Storico dell’architettura e dell’arte, ha incrociato diversi campi del sapere e ha proposto una più remota archeologia del moderno
«La critica può sembrare in qualche modo irrilevante per ogni dibattito sull’edilizia, ora che la star-architecture è al suo apice. Dopotutto, il compito del critico è discriminare il meglio dal peggio o, se si preferisce, il più bello dal più brutto, il più prezioso dal meno prezioso. Lo dice la parola stessa. In greco antico, κρίvω si riferisce all’atto di vagliare, o setacciare, separare il grano dalla pula. Ma la star-architecture non fa queste distinzioni. Si accontenta semplicemente di essere, e sorvola sulle lamentele di chi discrimina». In queste righe, pubblicate nel maggio 2014 su «Domus», col titolo di Does Architecture Criticism Matter?, lo studioso polacco naturalizzato britannico Joseph Rykwert, scomparso il 18 ottobre scorso a Londra, all’età di 98 anni e mezzo, sottolineava la precarietà di ogni critica in un tempo caratterizzato dalla crescente spettacolarizzazione della professione dell’architetto.
La formazione
Rykwert nasce a Varsavia da una famiglia di origine ebraica.

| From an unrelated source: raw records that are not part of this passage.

PR #1875, opened 2026-08-16
ci: run conformance tests against staging

### LINKED ISSUE #942: conformance: support the staging tests

HaikalE:
Closes #942.

The current conformance client already supports the `--staging` argument. This completes the remaining workflow side of #942 by adding a second `sigstore-conformance` invocation with `environment: staging`, matching the usage documented by `sigstore-conformance`.

The staging run uses the same existing `xfail` configuration as the production run.

Validation:
- `git diff --check`
- workflow-only change; no application code changed

### DIFF
--- a/.github/workflows/conformance.yml
+++ b/.github/workflows/conformance.yml
@@ -34,6 +34,13 @@ jobs:
             test_verify*managed-key-happy-path]
             test_verify*managed-key-and-trusted-root]" # see issues 1442, 1244
 
+      - uses: sigstore/sigstore-conformance@21533cde107c734ebc153c3e3a24d75fc9811a36 # v0.0.29
+        with:
+          entrypoint: ${{ github.workspace }}/test/integration/sigstore-python-conformance
+          environment: staging
+          xfail: "test_verify*intoto-with-custom-trust-root]
+            test_verify*managed-key-happy-path]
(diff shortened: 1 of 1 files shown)


jku:
I'm going to close this and the issue:

Change seems harmless but also is likely not as useful as it sounds: 
* the `environment: staging` action option does not actually do very much anymore: https://github.com/sigstore/sigstore-conformance/issues/279 -- the ability to set trusted_root.json and signing_config.json turned out to be much more useful for the conformance test suite and the option is there mostly as a smoke test
* we already have smoke tests for staging (see e.g. staging-tests.yml) that should make noise if anything breaks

Quando la Wehrmacht invade la Polonia, nel 1939, è costretto a fuggire attraverso Lituania, Lettonia e Svezia verso la Gran Bretagna. Qui, ancora adolescente, s’iscriverà alla boarding school della Charterhouse di Godalming (Surrey) e, in seguito, alla Bartlett School diretta da Sir Albert E. Richardson. Insoddisfatto del clima culturale della scuola, a fine anni quaranta inizia a frequentare la più aperta e cosmopolita Architectural Association, dove entra a far parte di una ristretta cerchia di studenti, giovani insegnanti, professionisti e critici dell’architettura militanti, riuniti intorno alla figura eclettica di Thomas (Sam) Stevens, docente di storia all’architettura alla scuola di Bedford Square. Tra questi spiccano Kenneth Frampton, James Stirling, Patrick Hodgkinson, Bob Maxwell e il critico ReynerBanham.Nel frattempo inizia a lavorare in diversi studi professionali, e in parallelo si dedica alle ricerche in storia dell’arte e dell’architettura. In quegli anni, al Warburg Institute of Art, lavora con Rudolf Wittkower e negli studi professionali di Maxwell Fry e Jane Drew, e da Ove Arup. Dopo un primo periodo d’insegnamento alla Hammersmith School of Arts & Crafts e alla HochschulefürGestaltungUlm, dal 1958 diventa bibliotecario e tutor accademico del Royal College of Art dove, nel 1967, ottiene il titolo di dottore di ricerca in storia dell’arte.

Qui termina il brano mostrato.